WHAT THE EXERCISE ASKS
From the data below, return all lines holding the string "packages".

Data excerpts
PR #2776, opened 2020-06-12
[docs] make it clearer that project is required with Prefect Cloud

jameslamb:
- [x] adds new tests (if appropriate)
- [x] add a changelog entry in the `changes/` directory (if appropriate)
- [x] updates docstrings for any new functions or function arguments, including `docs/outline.toml` for API reference docs (if appropriate)

## What does this PR change?

This PR changes the language in `orchestration/` docs to make it clear that `project_name` is required when registering a flow with Prefect Cloud.

## Why is this PR important?

Thanks for the AWESOME documentation! It's made it really easy to work with Prefect. Following the example from https://docs.prefect.io/orchestration/tutorial/first.html#write-flow, I tried to register the example flow code there with Prefect Cloud (I already have Cloud setup and an agent configured).

```python
import prefect
from prefect import task, Flow

@task
def hello_task():
    logger = prefect.context.get("logger")
    logger.info("Hello, Cloud!")

flow = Flow("hello-flow", tasks=[hello_task])

flow.register()
```

On `flow.register()`, I got this error:

> Traceback (most recent call last):
  File "<stdin>", line 1, in <module>
  File "/home/jlamb/miniconda3/lib/python3.7/site-packages/prefect/core/flow.py", line 1442, in register
    no_url=no_url,
  File "/home/jlamb/miniconda3/lib/python3.7/site-packages/prefect/client/client.py", line 598, in register
    "'project_name' is a required field when registering a flow with Cloud. "
TypeError: 'project_name' is a required field when registering a flow with Cloud. If you are attempting to register a Flow with a local Prefect server you may need to run `prefect backend server` first.

Since `project_name` is required, in this PR I propose changing the documentation to be consistent with that requirement:

image

Thanks for your time and consideration

PR #2777, opened 2020-06-12
[docs] standardize example project name

jameslamb:

## Overview

This is a follow-up to #2776 . Working through the [First Flow docs](https://docs.prefect.io/orchestration/tutorial/first.html#register-flow-with-the-prefect-api), I came across this language:

> Prefect Cloud allows users to organize flows into projects. In this case we are using the default Hello, World! Project.
> `flow.register(project_name="Hello, World!")>

The use of the word "default" made me think that I could call that code as-is and that it would attach my flow to a project `Hello, World` that is created automatically when you create a Prefect Cloud account.

But that is not what happened:

> Traceback (most recent call last):
  File "/home/jlamb/miniconda3/lib/python3.7/site-packages/prefect/core/flow.py", line 1442, in register
    no_url=no_url,
  File "/home/jlamb/miniconda3/lib/python3.7/site-packages/prefect/client/client.py", line 615, in register
    project_name, project_name
ValueError: Project Hello, World! not found. Run `client.create_project("Hello, World!")` to create it.

## What does this PR change?

This PR proposes two changes:

1. Linking to the `Create a Project` documentation (https://docs.prefect.io/orchestration/concepts/projects.html#creating-a-project) from the Flows note about projects for Prefect Cloud (https://docs.prefect.io/orchestration/tutorial/first.html#register-flow-with-the-prefect-api).
2. Standardize the example project name throughout the documentation. Right now half of the docs use `Hello, World!` and half use `My Project!`. That means that depending on the route through the docs that you took to get to https://docs.prefect.io/orchestration/tutorial/first.html#register-flow-with-the-prefect-api, you might not be able to just copy and paste that `flow.register()` call and have it work.

## Why is this PR important?

In my opinion, had the docs reflected the changes in this PR when I first started learning how to register a flow with Prefect Cloud, I would have had a smoother experience and would have moved on to more advanced topics sooner. I think that this PR improves the copy-pasteability of the documentation and reduces the searching that new users have to do to get the examples on the [First Flow page](https://docs.prefect.io/orchestration/tutorial/first.html#register-flow-with-the-prefect-api) working.

### DIFF
--- a/src/prefect/cli/create.py
+++ b/src/prefect/cli/create.py
@@ -19,12 +19,12 @@ def create():
 
     \b
     Examples:
-        $ prefect create project "My Project"
-        My Project created
+        $ prefect create project "Hello, World!"
+        Hello, World! created
 
     \b
-        $ prefect create project My-Project --description "My description"
-        My-Project created
+        $ prefect create project "Hello, World!" --description "My description"
+        Hello, World! created
     """
 
 
--- a/docs/orchestration/agents/local.md
+++ b/docs/orchestration/agents/local.md
@@ -26,7 +26,7 @@ def welcome_logger():
 flow = Flow("Welcome Flow", tasks=[welcome_logger])
 
 # Register Flow with the Prefect API
-flow.register("My Project")
+flow.register(project_name="Hello, World!")
 
 # Spawn a local agent and run in process
 flow.run_agent()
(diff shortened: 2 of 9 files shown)


src/prefect/cli/create.py
```diff
@@ -19,12 +19,12 @@ def create():
...
     Examples:
-        $ prefect create project "My Project"
-        My Project created
+        $ prefect create project "Hello, World!"
+        Hello, World! created
 
     \b
-        $ prefect create project My-Project --description "My description"
-        My-Project created
+        $ prefect create project "Hello, World!" --description "My description"
```
jcrist, line 26: To make the presence/absence of quotes for CLI things more transparent, should we default to a name that wouldn't need to be quoted? Perhaps `hello-world` or something similar?

No strong thoughts, happy either way.

jameslamb: I think this is actually a nice little extra documentation of "you can use names with spaces and special characters but have to quote them"

jcrist: Makes sense to me!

FINAL ANSWER
  File "/home/jlamb/miniconda3/lib/python3.7/site-packages/prefect/core/flow.py", line 1442, in register
  File "/home/jlamb/miniconda3/lib/python3.7/site-packages/prefect/client/client.py", line 598, in register
  File "/home/jlamb/miniconda3/lib/python3.7/site-packages/prefect/core/flow.py", line 1442, in register
  File "/home/jlamb/miniconda3/lib/python3.7/site-packages/prefect/client/client.py", line 615, in register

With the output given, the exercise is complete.